Invités festival Paroles Indigo

édition 2023, Arles

Olga Yameogo

Un long chemin qui vient à nous
Au commencement, ce sont des ocres, de la terre brûlée qui colle aux visages et aux murs des maisons. Une poussière première, une majuscule, posée par le vent et la pluie. Cette couleur que l’on emporte quand on quitte son village.
Sur ses premières toiles, qui datent d’une trentaine d’années, Olga Yaméogo parlait déjà de ce mouvement obligé. Le départ se répète en permanence. Il faut plonger dans ces ombres violentes, comme elle les peint en 2002. Des corps accrochés dans l’immense lumière, des toiles traversées de lignes barbelées. C’est d’exil qu’il est question et d’arrachement. De cette vision qui revient la nuit, par les songes et les peintures.
Dans un film que lui consacre RFI (2019), Olga Yaméogo laisse entendre son passage tardif à la peinture, « comme une nécessité de se bâtir différemment ». Peindre participe d’une liberté qu’elle s’autorise. La liberté de se (re)trouver aussi une place entre la terre d’ici, à Ouaga, et celle de là-bas, dans les vibrations bleutées de la plaine toulousaine.
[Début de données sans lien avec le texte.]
PR #75, opened 2019-05-05
Build: Fix a few sign-comparison issues

aplgithub:
This will fix a couple of issues where the GCC compiler (in strict
mode) is complaining with "error: comparison between signed and
unsigned integer expressions [-Werror=sign-compare]".


mity:
LGTM. Thanks.

PR #85, opened 2019-06-24
Add man page for md2html program

craigbarnes:


mity:
That's awesome. Thank you.

Could you please also add something into `md2html/CMakeLists.txt` to enable installing it? Would be better to merge it together as one changeset.

I suppose something like 

``` CMake
install(FILES "md2html.1" DESTINATION "${CMAKE_INSTALL_MANDIR}/man1")
```

should work.

craigbarnes:
Updated `md2html/CMakeLists.txt` with the exact command you suggested. I've tested it with `make install DESTDIR=./tmp` and it seems to work as intended.

mity:
Merged. Thank you once more again.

Chacune a ses époques et chacune ses sentiments. A la toile maintenant de les traduire.
Au fil des années, le sentiment trouve d’autres résonances. Pourtant, les thématiques restent les mêmes. A savoir ce déplacement auquel les hommes sont obligés. Les années 2005-2010 sont celles de la migration. Forcée, interdite, maudite, résolue… L’une de ses dernières séries, « Partir (2014-2015) » est à cette image. Groupes en mouvement, lenteur des gestes, fatigue immense, lumière mélancolique. L’Afrique est loin désormais. On songe aux plaines immenses de l’Europe centrale. Mêmes foules, mêmes misères en mouvement. « Parce que la terre est semblable, dit-elle, la pauvreté est identique, ici ou là-bas.»
Au commencement… et aujourd’hui encore, la peinture d’Olga Yaméogo parle donc avec constance du déplacement. Mais elle ancre désormais dans cette masse d’histoire, l’individu, le singulier, l’âme passante. Les visages ont recommencé à se dessiner. Ils se cherchent, les traits embués. Et de façon plus nette, le sentiment leur revient.
C’est une chose tellement fragile. Les années 2010 et 2015 la voient s’attarder à des souvenirs intimes. Le regard d’une jeune fille, peut-être l’image que conserve sa mère, la pose que prend un petit garçon… Ce sont des fins d’après-midis dans la lumière qui se souvient. Les ocres reviennent encore, des touches de sienne, des clartés aussi au travers d’un invisible rideau. L’Afrique est juste de l’autre côté. On entend le rire d’un enfant et la part de l’insouciance. Terre promise, terre retrouvée.